Devenu richissime, le berger crut pouvoir accomplir son rêve secret, épouser la fille d'Amauri, sire de Joux. Mais le cruel seigneur qui feignit d'abord d'accepter cette alliance, fit saisir le pâtre par ses gardes. Ceux-ci le torturèrent à mort sans pouvoir lui arracher son secret.

C'est depuis cette époque que cette montagne s'appelle le Mont-d'Or et si certains promeneurs paraissent absorbés par la cueillette des gentianes, c'est peut-être qu'ils continuent à chercher la mystérieuse grotte au trésor.

 
 

Le cheval d'Amauri et la source de Fontaine-Ronde

Après avoir enfermé sa femme Berthe dans un étroit cachot, Amauri III de Joux, de retour de croisade, devint incapable de se satisfaire de la vie monotone que ses aïeux avaient toujours menée au château. Sa principale distraction était de passer des journées entières à cheval, par monts et par vaux.

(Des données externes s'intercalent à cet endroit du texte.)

PR #186, opened 2020-10-21
Handle all the datatypes in the EMA sampler

martin308:
Now that we support msgpack the types that might be in the data hash are more varied than they used to be. 

Adds the ability to format any type as a string in order to handle this

### DIFF
--- a/sample/dynamic_ema_test.go
+++ b/sample/dynamic_ema_test.go
@@ -21,7 +21,7 @@ func TestDynamicEMAAddSampleRateKeyToTrace(t *testing.T) {
 
 	sampler := &EMADynamicSampler{
 		Config: &config.EMADynamicSamplerConfig{
-			FieldList:                    []string{"http.status_code"},
+			FieldList:                    []string{"http.status_code", "request.path", "app.team.id", "important_field"},
 			AddSampleRateKeyToTrace:      true,
 			AddSampleRateKeyToTraceField: "meta.key",
 		},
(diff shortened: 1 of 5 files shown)


martin308:
It looks like the regular dynamic sampler is also going to be impacted by this, will update that as well

sample/dynamic_ema_test.go
```diff
@@ -43,11 +46,15 @@ func TestDynamicEMAAddSampleRateKeyToTrace(t *testing.T) {
...
 	assert.Len(t, spans, spanCount, "should have the same number of spans as input")
 	for _, span := range spans {
 		assert.Equal(t, span.Event.Data, map[string]interface{}{
-			"http.status_code": "200",
-			"meta.key":         "200•,",
+			"http.status_code": 200,
+			"app.team.id":      float64(4),
+			"important_field":  true,
+			"request.path":     "/{slug}/fun",
+			"meta.key":         "4•,200•,true•,/{slug}/fun•,",
```
maplebed, line 57: while we're in here improving the test, would it be useful to ensure the "multiple instances of the same field get collapsed to their smallest set of unique values" behavior is working as well?  This may be pushing the boundaries of this test and an explicit test of the `buildKey` function would fit better, but I don't have a strong opinion there.
(Since there are 5 spans in this trace, the "collapse similar values" portion of that is being tested by only having one `200` show up instead of 5, but if we had 3 `200`s and 2 `429`s it'd be nice to see `200•429` as the value in the key.)

maplebed (approved):
This LGTM! Approving now to let you decide whether to expand the test. Either road is fine by me.

sample/dynamic_ema_test.go
martin308: added some tests to cover this scenario!

PR #191, opened 2020-11-11
Make TotalThroughputSampler a valid sampler.

magnusstahre:


martin308 (changes requested):
It's probably worth adding a bunch of extra tests to cover these points we missed! 

Could we add:

- a sample config to rules.toml similar to the others
- a test in config_test for this sampler config

magnusstahre:
@martin308 updated the PR per the requests, please take a look!

asdvalenzuela (approved):

martin308 (approved):
✨

PR #195, opened 2020-11-18
Add quotes for example DryRunFieldName value

### LINKED ISSUE #194: Sample config is missing some quotes
Inside the sample [rules.toml](https://github.com/honeycombio/refinery/blob/442e269/rules.toml#L10) there are sample values (commented out) for setting these:
```
DryRun = true
...
DryRunFieldName = refinery_kept
```

If you uncomment them the second needs quotes:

Son coursier préféré était une jument arabe qu'il avait ramenée de Palestine. Un jour qu'il la montait, la lourde herse mal accrochée s'abattit aussitôt après la sortie du château et coupa l'animal en deux. Hanté par ses sombres pensées, le seigneur ne perçut pas l'accident et continua sa course à un train d'enfer.

Arrivée à la Fontaine-Ronde, la jument (ou plutôt la demi-jument) se mit à boire avidement. Ne parvenant pas à lui faire relever la tête, Amauri descendit de l'animal et, épouvanté, s'aperçut que celui-ci ne possédait plus que ses pattes antérieures et que toute l'eau absorbée ressortait sous forme de gros bouillons sanglants de son ventre ouvert. Se signant, le sire de Joux regagna son castel.

Nul n'a jamais revu la jument arabe mais on sait qu'elle se rend périodiquement à la Fontaine-Ronde pour y boire. Sa soif est telle que la source se tarit très souvent. C'est du moins ainsi que les anciens expliquent son intermittence.